There are several I’ve seen since then that have been just as moving, but those have only affirmed what Mirror showed me for the first time.
If I had to pick a single film that changed my entire perspective on film as a whole, it would have to be Werner Herzog’s “Aguirre”.
I saw it at the TLA on South Street in Philadelphia in 1975 or 1976. I was 15 or 16 at the time, and had never seen anything like it.
It opened my eyes and my mind to the possibility of Cinema not being formulaic, not forcing a happy ending where it needn’t be or didn’t belong, and looking into the core of people, even if those people were mad. It was in my head for weeks, and parts of it are still there today, thousands of films later.
I realized what was a mere ‘movie’ and what was a “film” – they both have their own merits, but one seemes far more important and worthwhile; far more memorable and intentional. I still love a cheesy 50s scifi flick as much as or more than anyone, but give me Wong Kar-Wai or Woody Allen or Federico Fellini or Rainer Werner Fassbinder [thank heavens for the restoration of Berlin Alexanderplatz!] and I am a happy camper. But it was surely Aguirre that started it all for me, and I will always be thankfull for that.
SHELLEY : Ditto…. 8 1/2 was the movie that opened my eyes to the possibilities of cinema. It was the first film I’d seen that reflected reality in a way that wasn’t trying to be realistic but was so honest and yet fantastic at the same time. I like to watch it after a late night out…. something about it lends itself to that tired but awake state?
its also the first Criterion release I bought :)
I’ve loved movies for as long as I remember, but one memory really sticks out in my mind. I’m seven years old and in tears at The Video Shop (anyone remember this chain?) because I can’t pick a movie.

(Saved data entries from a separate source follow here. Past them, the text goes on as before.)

PR #923, opened 2022-02-22
Features/914 adv indexing

ben-bou:
## Changes proposed:
- preprocess key to find Advanced indexing, `newaxis` indexing and ellipsis 
- change `torch_proxy` By adding empty dimensions where Advanced indexing should be. In Order to reconstruct the correct shape, Put the shape in the dimensions name. 
- simplify slice indexing by slicing a `range_proxy`. 
-

## Notes 
- DNDarray is Not an instance of Iterable
- `iter(dndarray)` works anyway 
- `iter(0-dim dndarray)` also works, but shouldn‘t
- 

skip ci

### DIFF
--- a/heat/core/dndarray.py
+++ b/heat/core/dndarray.py
@@ -9,7 +9,7 @@ import warnings
 from inspect import stack
 from mpi4py import MPI
 from pathlib import Path
-from typing import List, Union, Tuple, TypeVar, Optional
+from typing import List, Union, Tuple, TypeVar, Optional, Iterable
 
 warnings.simplefilter("always", ResourceWarning)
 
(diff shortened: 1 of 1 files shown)


heat/core/dndarray.py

My father keeps recommending a Bond but I do not accept. After like 20 minutes of crying, we move towards the exit and Dad just picks something off the shelf kind of randomly. It was Cool Hand Luke and it really changed my life.

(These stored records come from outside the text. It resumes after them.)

PR #937, opened 2022-03-23
fix #925: ht.nonzero() returns tuple of 1-D arrays instead of n-D arrays

### LINKED ISSUE #925: `ht.nonzero()` should return tuple of 1-D arrays instead of an n-D array
**Description**
`np.nonzero(a)` returns a tuple of 1-D ndarrays with length `a.ndim`. This can be then used directly and without modifications for advanced indexing across dimensions.
```
>>> a
array([[0, 1, 2],
       [3, 4, 5],
       [6, 7, 8]])
>>> mask
array([[False,  True,  True],
       [False,  True,  True],
       [False,  True,  True]])
>>> a[mask].shape
(6,)
>>> a[np.nonzero(mask)].shape
(6,)
>>> a[mask] == a[np.nonzero(mask)]
array([ True,  True,  True,  True,  True,  True])
```
`ht.nonzero` returns the indices in `torch.nonzero` format, in the example above it returns a DNDarray with shape (6,2). 

This is not what the users expect, and complicates our advanced indexing unnecessarily.

Will be addressed together with #914 

**Expected behavior**
`ht.nonzero` should return a tuple of 1-D dndarrays, for API consistency and to simplify `heat`'s advanced indexing implementation

**Version Info**
`main`

Mystic-Slice:
## Description

Switched out the torch's non-zero function with the NumPy version. Works as described in the issue ticket. Testing to be done.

Jeffery, I like your post but a mere movie is always a film.
Alex: It was my first, as well! I received that and The Seventh Seal for Christmas, and my money has been slowly dwindling away ever since…
I’ve always loved film. I remember 2 situations in which I was duly impressed. In the mid 60’s the local PBS station ran a Japanese film every sunday-mostly Kurosawa. I hate to think now what the quality of those prints were. The second was seeing The Conformist in a theater on it’s initial release. I had to go back the next night to see it again. The current DVD release does scant justice to the look of the film.

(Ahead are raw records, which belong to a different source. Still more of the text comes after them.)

Issue #750, opened 2021-03-30
Implement a save_csv function


Markus-Goetz:
**Feature functionality**
Implement a function in io.py that allows a user to store the contents of a DNDarray in a CSV file.

rijusougata13:
can you explain what is this DNDarray ? or any link where i can found what is this about..

Markus-Goetz:
Sure, have a look in our tutorial section at [`Heat Tutorials`](https://heat.readthedocs.io/en/latest/tutorial_30_minutes.html).

Bottom line: it is a multi-dimensional array, like a NumPy `ndarray` or a torch `tensor`, with the possibility to distribute its numerical content across multiple processing nodes.

rijusougata13:
```
def save_csv(data, path, dataset, mode="w", **kwargs):
    if not isinstance(data, dndarray.DNDarray):
                raise TypeError("data must be heat tensor, not {}".format(type(data)))
            if not isinstance(path, str):
                raise TypeError("path must be str, not {}".format(type(path)))
            if not isinstance(dataset, str):
                raise TypeError("dataset must be str, not {}".format(type(path)))

    # we only support a subset of possible modes
    if mode not in __VALID_WRITE_MODES:
        raise ValueError(
            "mode was {}, not in possible modes {}".format(mode, __VALID_WRITE_MODES)
        )
    np.savetxt(path, [data], delimiter=',', fmt='%d' )
```

i tried to write this code. Can it solve this issue? @Markus-Goetz

Markus-Goetz:
It only partially solves the issue. In a multi-node processing environment the data would be corrupted due to parallel access to the same file handle as well as lost due to potential overwrites in race conditions.

You would have to respect the split access of the DNDarray and exchange the data/synchronize the program state via MPI message exchange. 

Furthermore, every feature requires corresponding test cases.

rijusougata13:
what do you mean by test cases .? should i have to give examples in comment line ? if not can you give me a short example of this test cases

Markus-Goetz:
I am referring to test cases for unit tests, i.e. small programs that can be executed to determine whether some standard inputs behave correctly.

PR #941, opened 2022-03-25
750 save csv v2

bhagemeier:
## Description

This feature provides saving of data in CSV format. In order to utilize MPI-IO and write in parallel, the CSV format written is normalized to fixed-width. This is not the same as np.savetxt(), but may serve as a starting point to move in that direction. Supports all possible splits for 2D tensors, so None, 0, and 1. `save_csv` will only ever store at most 2D data, comparable to np.savetxt().

Issue/s resolved: #750 

## Changes proposed:
- add ht.save_csv()

## Type of change

## Memory requirements

Requires a buffer (per process) to contain the row that is currently written. Except for very wide rows, it should be negligible. A 3595x3595 tensor taken from a real example worked well and showed only a small increase in the memory footprint.

## Performance

- split=None: no gain
- split=0 reduces writing time substantially
- split=1

## Due Diligence
- [x] All _supported_ (None, 0, 1) split configurations tested

yes: the generic save function can now save CSVs

skip ci


coquelin77 (dismissed):

bhagemeier:
Just found a bug with split=1, which does not work for nprocs>shape[1]. Need to fix before merging.

bhagemeier:
After thorough testing, finding and resolving 2 more bugs, I am sufficiently confident to merge this PR.

Issue #870, opened 2021-09-20
Implement missing functionalities in `ht.divide` (`out`, `where`)


ClaudiaComito:
**Feature functionality**
Enable usage of kwargs `out`, `where`

see https://numpy.org/doc/stable/reference/generated/numpy.divide.html

neosunhan:
Hi @ClaudiaComito, may I try working on this issue?

ClaudiaComito:
Hi @neosunhan , sure, go ahead

neosunhan:
Hi @ClaudiaComito, I have made a pull request that should fix this issue. Would appreciate your input on any further changes I need to make.

PR #945, opened 2022-03-29
Add `out` and `where` args for `ht.div`

neosunhan:
## Description
Implemention of `out` and `where` functionality for `ht.divide` is fairly straightforward. However, use of both arguments at the same time causes complications due to lack of support for in-place `where` in pytorch. 

Currently, I use a workaround by changing the underlying `torch.Tensor` of the `out` DNDarray. Possible alternatives include updating `indexing.where` to allow in-place modification or implementing a function that allows in-place modification using a mask (similar to [`numpy.copyto`](https://numpy.org/doc/stable/reference/generated/numpy.copyto.html)).

Issue/s resolved: #870

## Changes proposed:
- Use `out` functionality of `true_divide` in pytorch backend
- Use `indexing.where`

## Type of change

## Due Diligence

no


mtar:

neosunhan:
Found a cleaner way to handle indexing of the `where` argument.

ClaudiaComito (changes requested):
@neosunhan thank you so much for taking this on!

I have a few comments, the main thing is that `where` should probably be addressed within `_operations.__binary_op()`. This way, it would be available to all binary operations. And it would be easier to satisfy the condition that `ht.divide(t1, t2)` returns `out`, not `t1`, where `where` is False (which also holds for all numpy binary operations).

Please let me know if you need help with `__binary_ops`!

neosunhan:
@ClaudiaComito Thanks for the feedback! I have taken a look at `_operations.__binary_op` and here is what I have come up with so far.
The main idea is to create a new DNDarray with uninitialized values (using `torch.empty`) in the event that `out=None`. We can then copy over the values from the result tensor (using `torch.where` to index if a condition is provided).

heat/core/_operations.py
```diff
@@ -163,23 +168,24 @@ def __get_out_params(target, other=None, map=None):
     if out is not None:
         sanitation.sanitize_out(out, output_shape, output_split, output_device, output_comm)
         t1, t2 = sanitation.sanitize_distribution(t1, t2, target=out)
-        out.larray[:] = operation(
-            t1.larray.type(promoted_type), t2.larray.type(promoted_type), **fn_kwargs
+    else:
+        out_tensor = torch.empty(output_shape, dtype=promoted_type)
```
ClaudiaComito, line 172: 2 comments here:
- `output_shape` is the global (memory-distributed) shape of the output DNDarray, here you're initializing a potentially huge torch tensor. In this case you should call 
```
factories.empty(output_shape, dtype=..., split=..., device=...)
```
and that will take care of only initializing slices of the global array on each process

- if I understand the numpy docs correctly, this empty `out` DNDarray only needs to be initialized if `where` is not None.

ClaudiaComito (changes requested):
Great job @neosunhan ! :clap: I have left some comments in the code.

neosunhan:
@ClaudiaComito I have modified the code accordingly and added a few more tests.

ClaudiaComito:
run tests

ClaudiaComito (changes requested):
@neosunhan thanks a lot. This looks good, as far as I can tell. Can you update the CHANGELOG? When you're done, we can run the GPU tests.

neosunhan:
Updated CHANGELOG for the new `div` kwargs. I'm not sure which section is appropriate to document the new `where` kwarg for `__binary_op` (or if it should even be included in the changelog).

Also I believe there was a typo in the CHANGELOG where the "Feature Additions" heading was repeated 3 times, which I have fixed.

ClaudiaComito:
run tests

heat/core/_operations.py
```diff
@@ -43,6 +44,8 @@ def __binary_op(
         The second operand involved in the operation,
     out: DNDarray, optional
         Output buffer in which the result is placed
+    where: DNDarray, optional
+        Condition of interest, where true yield the result of the operation else yield original value in out (uninitialized when out=None)
```
ClaudiaComito, line 48: We can use numpy's docs for `where`, I think they are a bit clearer. But we must expand on them a bit, e.g. is `where` supposed/expected to be distributed, and how.

heat/core/tests/test_arithmetics.py
```diff
@@ -362,12 +362,42 @@ def test_div(self):
...
+        )
+
+        a = self.a_tensor.copy()
+        ht.div(a, self.a_scalar, out=a, where=a > 2)
+        self.assertTrue(ht.equal(a, result_where))
+        result_where_broadcasted = ht.array([[1.0, 1.0], [3.0, 2.0]])
+        a = self.a_tensor.copy()
+        ht.div(a, self.a_scalar, out=a, where=ht.array([False, True]))
+        self.assertTrue(ht.equal(a, result_where_broadcasted))
+
```
ClaudiaComito, line 392: Test case where `where` is distributed? Also the case in which `where_broadcasted` is distributed might get complicated.

ClaudiaComito (changes requested):
@neosunhan please bear with me. While we're trying to figure out why the GPU tests fail, it occurred to me that we are not checking for `where`'s distribution scheme and whether it fits the way `out` is distributed.

neosunhan:
@ClaudiaComito I added some tests where `out` and `where` are split differently and they all seem to pass. Not sure if I'm missing something here.

ClaudiaComito:
> 



> @ClaudiaComito I've added several test cases with different split configurations of `out` and `where`, but they all seem to pass. Not sure if I'm missing something here.

@neosunhan If you look at the list of checks below, you will see that the **continuous-integration/jenkins/pr-merge** has failed. Click on details, and you can see that the tests passed on 1 process, but failed on 2. Do you need help setting up your environment for multi-process? If you have installed `openmpi`, you should be able to run the tests on 2 processes with `mpirun -n 2 python -m unittest`.

neosunhan:
@ClaudiaComito Thanks for the help! I have added the check for `where`'s distribution scheme and the corresponding test cases.

ClaudiaComito:
run tests

heat/core/_operations.py
```diff
@@ -38,11 +39,17 @@ def __binary_op(
...
+        The second operand involved in the operation.
     out: DNDarray, optional
-        Output buffer in which the result is placed
+        Output buffer in which the result is placed. If not provided, a freshly allocated array is returned.
+    where: DNDarray, optional
+        Condition to broadcast over the inputs. At locations where the condition is True, the `out` array
+        will be set to the result of the operation. Elsewhere, the `out` array will retain its original
+        value. If an uninitialized `out` array is created via the default `out=None`, locations within
+        it where the condition is False will remain uninitialized. If distributed, must be distributed
+        along the same dimension as the `out` array.
```
ClaudiaComito, line 52: This is only correct if `where` and `out` have the same shape. 

For example if `out` is (100, 10000) and distributed along the columns (`out.split` is 1), `where` is (10000,), their shapes are broadcastable but `where` must be distributed along 0.

ClaudiaComito (changes requested):
I'm ready to approve this, great job @neosunhan . Just a small documentation update needed.

heat/core/_operations.py
neosunhan: >"If distributed, the split axis (after broadcasting if required) must match that of the `out` array."

Would this phrasing be accurate?

ClaudiaComito: yes, sounds accurate

ClaudiaComito:
run tests

mtar (commented):
One check can be saved

ClaudiaComito:
run tests

ClaudiaComito (approved):
thanks a lot @neosunhan !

L’Avventura. I saw it when it came out in the US. It felt so slow and teasing and relentlessly uneventful until the very end when Monica Vitti silently forgives her lover. The emotion of that ending was overwhelming and a complete surprise. I went to see it again the next day to repeat the experience.
Hidden Fortress. I saw it on an old VHS from the library when I was ten, and it blew my mind.
Robert Jahnke III
I grew up with two of my uncles taking to movies very often. and my love of them started with those trips around town on a Saturday hitting this or that theatre.
But it wasn’t until i saw Legend when i was 17 that it hit me that there was more going on than just the actors playing a role and telling a story.
That film visually blew me away. That got me turned on to NEEDING to see other Ridley Scott films. And then similar films and on and on.
I am interested in hearing what film or films may have made you into the fan/fanatic you are.